Required action » Copies of all lines that contain "sense" are needed; take them from the data below.

Listed records »
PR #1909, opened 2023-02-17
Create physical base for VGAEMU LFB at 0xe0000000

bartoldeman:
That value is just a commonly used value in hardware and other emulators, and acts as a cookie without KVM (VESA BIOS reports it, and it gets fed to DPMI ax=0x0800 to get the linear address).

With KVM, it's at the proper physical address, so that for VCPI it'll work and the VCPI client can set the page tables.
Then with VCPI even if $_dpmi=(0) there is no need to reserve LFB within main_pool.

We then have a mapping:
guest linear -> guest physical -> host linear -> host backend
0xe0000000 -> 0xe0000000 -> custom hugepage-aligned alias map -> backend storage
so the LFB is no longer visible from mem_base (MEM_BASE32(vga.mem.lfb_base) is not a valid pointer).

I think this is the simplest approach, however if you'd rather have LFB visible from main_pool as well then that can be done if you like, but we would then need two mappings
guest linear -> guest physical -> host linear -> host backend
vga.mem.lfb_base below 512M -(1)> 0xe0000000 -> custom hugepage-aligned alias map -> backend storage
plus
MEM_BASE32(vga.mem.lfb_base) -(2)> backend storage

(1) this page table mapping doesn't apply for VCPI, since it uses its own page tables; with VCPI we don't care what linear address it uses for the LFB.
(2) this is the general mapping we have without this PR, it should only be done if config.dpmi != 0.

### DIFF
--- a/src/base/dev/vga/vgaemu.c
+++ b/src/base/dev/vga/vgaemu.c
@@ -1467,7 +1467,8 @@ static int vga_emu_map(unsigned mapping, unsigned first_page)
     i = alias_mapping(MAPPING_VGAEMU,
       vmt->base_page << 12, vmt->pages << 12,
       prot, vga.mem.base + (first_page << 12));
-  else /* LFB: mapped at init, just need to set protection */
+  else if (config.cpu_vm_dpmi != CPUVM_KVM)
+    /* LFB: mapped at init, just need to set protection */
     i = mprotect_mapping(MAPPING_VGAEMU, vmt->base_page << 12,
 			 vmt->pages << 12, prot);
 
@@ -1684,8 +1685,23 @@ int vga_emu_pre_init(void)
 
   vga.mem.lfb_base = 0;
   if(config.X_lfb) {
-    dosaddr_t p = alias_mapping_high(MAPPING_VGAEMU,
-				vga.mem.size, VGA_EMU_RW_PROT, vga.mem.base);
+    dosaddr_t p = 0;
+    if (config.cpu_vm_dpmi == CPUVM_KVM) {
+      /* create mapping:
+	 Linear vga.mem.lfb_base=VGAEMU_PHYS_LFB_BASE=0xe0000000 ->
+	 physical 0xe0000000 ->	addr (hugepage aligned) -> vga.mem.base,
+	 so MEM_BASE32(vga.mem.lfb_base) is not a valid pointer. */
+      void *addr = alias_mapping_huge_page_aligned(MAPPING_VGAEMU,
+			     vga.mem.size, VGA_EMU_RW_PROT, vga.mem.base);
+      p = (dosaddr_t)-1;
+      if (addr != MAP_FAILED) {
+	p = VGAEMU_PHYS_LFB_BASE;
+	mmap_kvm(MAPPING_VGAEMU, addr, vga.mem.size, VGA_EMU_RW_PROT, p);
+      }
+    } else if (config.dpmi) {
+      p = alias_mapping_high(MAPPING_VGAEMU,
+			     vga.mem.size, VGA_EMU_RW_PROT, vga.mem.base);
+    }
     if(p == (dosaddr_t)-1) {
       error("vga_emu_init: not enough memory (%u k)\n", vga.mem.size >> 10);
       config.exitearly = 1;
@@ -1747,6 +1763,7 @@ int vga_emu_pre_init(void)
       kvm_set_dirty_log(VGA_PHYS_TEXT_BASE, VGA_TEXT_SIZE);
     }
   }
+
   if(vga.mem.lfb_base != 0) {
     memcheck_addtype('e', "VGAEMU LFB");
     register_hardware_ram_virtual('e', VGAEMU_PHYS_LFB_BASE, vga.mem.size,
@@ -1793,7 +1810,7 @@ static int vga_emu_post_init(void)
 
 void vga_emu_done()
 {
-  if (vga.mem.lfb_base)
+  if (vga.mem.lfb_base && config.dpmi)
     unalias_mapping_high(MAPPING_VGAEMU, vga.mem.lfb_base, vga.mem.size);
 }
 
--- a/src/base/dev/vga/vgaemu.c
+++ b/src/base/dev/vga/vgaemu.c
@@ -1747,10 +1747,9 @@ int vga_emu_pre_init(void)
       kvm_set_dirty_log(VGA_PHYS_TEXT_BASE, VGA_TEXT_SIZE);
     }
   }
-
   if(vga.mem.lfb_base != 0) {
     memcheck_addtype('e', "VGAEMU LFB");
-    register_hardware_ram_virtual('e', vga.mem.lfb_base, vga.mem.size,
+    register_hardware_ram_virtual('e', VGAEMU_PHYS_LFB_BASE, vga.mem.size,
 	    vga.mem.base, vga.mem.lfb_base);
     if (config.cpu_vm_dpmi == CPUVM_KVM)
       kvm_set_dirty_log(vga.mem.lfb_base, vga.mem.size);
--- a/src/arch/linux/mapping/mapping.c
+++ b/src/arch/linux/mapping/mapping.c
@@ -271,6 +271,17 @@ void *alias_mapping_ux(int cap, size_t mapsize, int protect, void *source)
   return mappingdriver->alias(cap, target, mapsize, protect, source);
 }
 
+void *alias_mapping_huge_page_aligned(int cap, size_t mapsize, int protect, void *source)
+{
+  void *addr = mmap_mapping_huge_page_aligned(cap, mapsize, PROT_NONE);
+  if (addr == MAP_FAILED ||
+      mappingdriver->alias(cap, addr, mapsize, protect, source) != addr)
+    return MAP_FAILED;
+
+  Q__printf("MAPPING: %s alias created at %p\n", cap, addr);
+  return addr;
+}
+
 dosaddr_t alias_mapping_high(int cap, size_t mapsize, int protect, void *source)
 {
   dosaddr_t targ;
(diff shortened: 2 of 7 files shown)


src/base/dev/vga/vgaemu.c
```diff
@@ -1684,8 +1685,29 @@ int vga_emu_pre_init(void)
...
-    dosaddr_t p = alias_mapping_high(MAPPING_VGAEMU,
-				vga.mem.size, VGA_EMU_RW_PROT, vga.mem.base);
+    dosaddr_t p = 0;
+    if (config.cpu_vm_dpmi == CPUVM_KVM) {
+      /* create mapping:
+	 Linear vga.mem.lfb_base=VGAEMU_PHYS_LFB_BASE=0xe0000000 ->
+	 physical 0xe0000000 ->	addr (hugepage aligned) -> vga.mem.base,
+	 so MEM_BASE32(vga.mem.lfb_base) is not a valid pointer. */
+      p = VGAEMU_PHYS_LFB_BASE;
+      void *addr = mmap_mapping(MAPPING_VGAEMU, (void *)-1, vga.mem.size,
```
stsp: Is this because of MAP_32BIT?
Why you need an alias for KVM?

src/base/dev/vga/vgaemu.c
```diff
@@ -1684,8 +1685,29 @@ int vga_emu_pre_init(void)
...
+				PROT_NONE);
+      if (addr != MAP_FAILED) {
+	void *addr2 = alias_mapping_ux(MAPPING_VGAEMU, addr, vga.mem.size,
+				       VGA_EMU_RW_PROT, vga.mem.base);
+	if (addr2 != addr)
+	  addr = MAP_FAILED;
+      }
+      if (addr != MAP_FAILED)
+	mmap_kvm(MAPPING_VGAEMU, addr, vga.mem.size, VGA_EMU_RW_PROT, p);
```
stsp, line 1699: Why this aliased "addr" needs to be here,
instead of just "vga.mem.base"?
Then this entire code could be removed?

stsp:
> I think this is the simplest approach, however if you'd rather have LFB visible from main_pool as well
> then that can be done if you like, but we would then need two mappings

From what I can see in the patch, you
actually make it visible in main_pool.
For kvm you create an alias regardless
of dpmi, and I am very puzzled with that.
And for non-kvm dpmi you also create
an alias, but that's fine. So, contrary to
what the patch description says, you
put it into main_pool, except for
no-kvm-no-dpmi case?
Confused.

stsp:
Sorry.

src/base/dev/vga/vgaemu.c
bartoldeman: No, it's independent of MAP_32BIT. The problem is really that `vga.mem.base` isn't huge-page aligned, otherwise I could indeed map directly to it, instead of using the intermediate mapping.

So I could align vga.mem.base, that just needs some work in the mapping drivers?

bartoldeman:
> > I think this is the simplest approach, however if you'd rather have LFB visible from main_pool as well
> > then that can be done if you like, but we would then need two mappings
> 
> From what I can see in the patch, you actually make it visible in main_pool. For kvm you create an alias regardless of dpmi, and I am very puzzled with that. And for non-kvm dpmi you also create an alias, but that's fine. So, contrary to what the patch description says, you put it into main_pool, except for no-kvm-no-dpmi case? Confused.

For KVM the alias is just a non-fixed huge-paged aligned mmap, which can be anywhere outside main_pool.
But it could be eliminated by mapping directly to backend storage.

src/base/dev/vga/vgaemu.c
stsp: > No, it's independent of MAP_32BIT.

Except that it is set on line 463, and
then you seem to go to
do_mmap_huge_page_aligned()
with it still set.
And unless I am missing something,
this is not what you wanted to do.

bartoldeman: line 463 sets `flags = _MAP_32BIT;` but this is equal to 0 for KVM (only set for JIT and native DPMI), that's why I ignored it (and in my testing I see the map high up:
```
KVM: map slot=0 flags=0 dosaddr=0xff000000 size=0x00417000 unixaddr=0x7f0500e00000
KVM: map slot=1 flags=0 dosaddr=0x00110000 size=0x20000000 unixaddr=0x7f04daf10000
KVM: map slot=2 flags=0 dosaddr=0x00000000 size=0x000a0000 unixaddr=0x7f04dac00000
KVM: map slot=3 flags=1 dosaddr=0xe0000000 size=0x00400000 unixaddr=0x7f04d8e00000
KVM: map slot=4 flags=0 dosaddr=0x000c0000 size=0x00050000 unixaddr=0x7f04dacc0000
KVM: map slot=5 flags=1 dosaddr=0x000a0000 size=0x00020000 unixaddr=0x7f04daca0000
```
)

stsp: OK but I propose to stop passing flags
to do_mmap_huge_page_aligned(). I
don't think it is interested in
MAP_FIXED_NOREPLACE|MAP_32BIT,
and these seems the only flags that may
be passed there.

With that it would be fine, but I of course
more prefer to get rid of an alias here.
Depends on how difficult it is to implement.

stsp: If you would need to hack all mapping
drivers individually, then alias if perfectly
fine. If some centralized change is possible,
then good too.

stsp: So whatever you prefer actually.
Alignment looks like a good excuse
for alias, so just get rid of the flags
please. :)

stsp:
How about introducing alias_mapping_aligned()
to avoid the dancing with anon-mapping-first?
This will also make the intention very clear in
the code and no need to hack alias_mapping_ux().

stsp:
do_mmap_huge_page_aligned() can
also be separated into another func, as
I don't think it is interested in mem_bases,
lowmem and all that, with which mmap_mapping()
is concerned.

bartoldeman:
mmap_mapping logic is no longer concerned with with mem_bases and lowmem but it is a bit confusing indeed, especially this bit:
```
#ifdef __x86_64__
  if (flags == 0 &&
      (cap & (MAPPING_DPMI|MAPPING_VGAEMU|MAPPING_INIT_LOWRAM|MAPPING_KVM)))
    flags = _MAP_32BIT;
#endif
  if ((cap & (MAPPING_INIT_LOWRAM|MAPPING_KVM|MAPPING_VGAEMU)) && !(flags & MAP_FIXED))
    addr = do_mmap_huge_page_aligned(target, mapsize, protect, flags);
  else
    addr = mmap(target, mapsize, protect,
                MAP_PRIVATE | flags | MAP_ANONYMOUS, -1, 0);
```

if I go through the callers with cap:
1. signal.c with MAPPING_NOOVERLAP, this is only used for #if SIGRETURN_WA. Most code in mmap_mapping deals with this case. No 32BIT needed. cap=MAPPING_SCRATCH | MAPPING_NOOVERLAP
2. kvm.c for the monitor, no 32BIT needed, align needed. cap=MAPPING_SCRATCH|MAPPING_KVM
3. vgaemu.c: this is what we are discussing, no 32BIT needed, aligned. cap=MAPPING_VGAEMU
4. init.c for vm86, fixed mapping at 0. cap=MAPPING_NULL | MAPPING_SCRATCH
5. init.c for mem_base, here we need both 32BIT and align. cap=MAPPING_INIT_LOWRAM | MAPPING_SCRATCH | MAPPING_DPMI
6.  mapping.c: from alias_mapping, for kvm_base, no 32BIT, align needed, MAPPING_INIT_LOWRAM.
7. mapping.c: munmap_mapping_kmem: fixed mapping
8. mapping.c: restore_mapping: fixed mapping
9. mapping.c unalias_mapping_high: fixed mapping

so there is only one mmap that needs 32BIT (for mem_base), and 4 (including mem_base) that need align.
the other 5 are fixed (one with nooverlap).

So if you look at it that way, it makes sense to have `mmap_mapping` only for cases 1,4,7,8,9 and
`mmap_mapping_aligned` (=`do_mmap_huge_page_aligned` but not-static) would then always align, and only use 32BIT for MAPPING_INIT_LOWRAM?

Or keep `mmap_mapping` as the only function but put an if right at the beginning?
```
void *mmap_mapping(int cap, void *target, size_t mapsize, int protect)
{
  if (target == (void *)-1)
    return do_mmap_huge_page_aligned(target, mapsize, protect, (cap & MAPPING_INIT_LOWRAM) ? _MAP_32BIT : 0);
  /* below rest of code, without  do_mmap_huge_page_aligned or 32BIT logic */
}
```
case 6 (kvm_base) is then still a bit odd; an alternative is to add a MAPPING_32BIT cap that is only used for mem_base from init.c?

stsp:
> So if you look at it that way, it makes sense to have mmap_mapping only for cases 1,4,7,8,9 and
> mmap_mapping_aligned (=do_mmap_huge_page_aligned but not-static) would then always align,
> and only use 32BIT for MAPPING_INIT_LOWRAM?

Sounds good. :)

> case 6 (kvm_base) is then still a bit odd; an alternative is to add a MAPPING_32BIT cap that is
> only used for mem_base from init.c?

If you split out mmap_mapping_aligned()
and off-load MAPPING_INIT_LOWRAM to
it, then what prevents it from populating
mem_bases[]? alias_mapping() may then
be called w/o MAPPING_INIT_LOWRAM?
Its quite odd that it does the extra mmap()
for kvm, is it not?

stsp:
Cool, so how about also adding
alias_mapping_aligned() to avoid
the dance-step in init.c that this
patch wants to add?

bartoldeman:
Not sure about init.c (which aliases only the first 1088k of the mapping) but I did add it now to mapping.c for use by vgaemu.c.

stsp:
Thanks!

Result below »
So if you look at it that way, it makes sense to have `mmap_mapping` only for cases 1,4,7,8,9 and
> So if you look at it that way, it makes sense to have mmap_mapping only for cases 1,4,7,8,9 and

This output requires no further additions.